Monday, November 02, 2009

Washington, Under the Hood [Henry Payne]
Detroit — When Washington bailed out General Motors and Chrysler, the Obama administration promised that government’s role would be to make loans to ensure that the companies became viable, profitable entities again. That promise was as believable as the idea that Washington can provide universal health care and cut federal spending — and sure enough, Washington pols have been eager to play auto mechanic.
A few examples:
Greenback mandates. While D.C. pols insist on the one hand that Detroit build the green cars politicians want, federal pay caps are making it difficult for the automakers to keep key green-friendly executives. Case in point: the ultra-green, electric Chevy Volt program has lost two top execs in the last two months. Last week, Frank Weber, the German-born engineer in charge of the Volt, moved back to his mother country to work for Opel. Just a month before, Bob Kruse, executive director of engineering for all GM plug-ins, left for the consulting industry.
"You can’t blame the guy," industry analyst Joe Phillippi of Auto Trends said of Kruse. "What is the prospect of ever making serious money . . . working for a ward of the government, where your pay is capped?"
NIMBY contracts. Numerous pols are insisting that automakers provide pork for their districts. For example, the Wall Street Journal reports that Montana’s delegation is pressuring GM to reinstate a contract with a Montana palladium mine (palladium is used in catalytic converters) that had been nullified in bankruptcy court. "The simple fact is, when GM took federal dollars, they lost some of their autonomy," says GOP Rep. Denny Rehberg.

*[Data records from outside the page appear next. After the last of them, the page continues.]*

PR #411, opened 2025-06-24
Use `universe_from_recording` in recordings example

Ragzouken:


hjstroud (changes requested):
I have added some text and formatting to make the single universe vs multiple universe cases a bit more distinct. In addition, I have a couple of comments:

- I think it's great we have the functionality to parse both single and multiple trajectory recordings, and the way we do it now looks nice and clean, but I think in the changes we have lost some functionality. The old way of parsing the recordings included the ability to not convert NanoVer units to MDAnalysis units, which is an option that doesn't seem to be possible with the current implementation. I think this ought to be changed, either back to how we used to parse things or to bring this functionality into the current way of parsing things.
- I'm glad we have an example for the case of a multiple-universe recording, but I feel as though it would potentially be beneficial to demonstrate how to iterate through such a list of universes to extract information. For example, if someone tried to tie a knot in 17-alanine several times in the recording, it would be nice to iterate over the recordings too extract the energies/work done as functions of time and compare the results by plotting them. Maybe this is overkill though.

Ragzouken:
> I have added some text and formatting to make the single universe vs multiple universe cases a bit more distinct. In addition, I have a couple of comments:
> 
> * I think it's great we have the functionality to parse both single and multiple trajectory recordings, and the way we do it now looks nice and clean, but I think in the changes we have lost some functionality. The old way of parsing the recordings included the ability to not convert NanoVer units to MDAnalysis units, which is an option that doesn't seem to be possible with the current implementation. I think this ought to be changed, either back to how we used to parse things or to bring this functionality into the current way of parsing things.
> * I'm glad we have an example for the case of a multiple-universe recording, but I feel as though it would potentially be beneficial to demonstrate how to iterate through such a list of universes to extract information. For example, if someone tried to tie a knot in 17-alanine several times in the recording, it would be nice to iterate over the recordings too extract the energies/work done as functions of time and compare the results by plotting them. Maybe this is overkill though.

I've added the unit conversion option to the two functions now, I believe that's the only special option we providing, so it should cover everything. Providing a meaningful example of using multiple simulations is out of my wheelhouse, but I'm not against including one.

hjstroud:
Thanks for adding the unit conversion to these functions, that's a nice option to have. Is there already a test for the unit conversion, and if not can you add a test to make sure you get what's expected?

I have added information about how to retain NanoVer units when reading from MDAnalysis, and also added a line about how one can extract data from multiple recordings in the same way as for the single case.

In terms of a meaningful example, I just meant something like an alanine recording with a few resets, tying a knot in each one, just so we have something that we could parse and compare the results of. But it's non-essential, as long as it's clear how someone would extract the data from multiple recordings, so I am happy for the PR to go ahead without this.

The Dealer Untouchables. One of GM’s key moves has been to streamline its bloated dealer network to bring it in line with sales (despite a market share similar to Toyota’s, GM has five times as many dealers). But GM’s plan to eliminate 1,300 dealerships has run into a buzzsaw of Congressional opposition. Strong-arming from senators like West Virginia’s Jay Rockefeller and New York’s Chuck Schumer have already reversed the closing of 70 dealers . . . and counting.
Union favoritism. Chrysler and GM have moved aggressively to cut their transportation costs, effecting Teamster jobs and riling the union’s political friends. Chrysler, for example, will save 25 percent of its $111 million annual hauling budget by transferring to lower-cost carriers. But Michigan reps from both sides of the aisle are unimpressed, reports the Detroit News. "Relatively minor short-term cost savings generated by shifting this work to non-unionized companies is greatly outweighed by the elimination of good-paying, union middle-class jobs,” complains Michigan Republican Thaddeus McCotter.
In response to such interference, GM head of global purchasing Robert Socia responds, "The best way to repay taxpayers is to run the business as efficiently and cost-effectively as possible."
But as the auto bailouts are proving, politics — not taxpayers — are Washington’s top priority.
EDITOR’S NOTE: This item has been amended since its initial posting.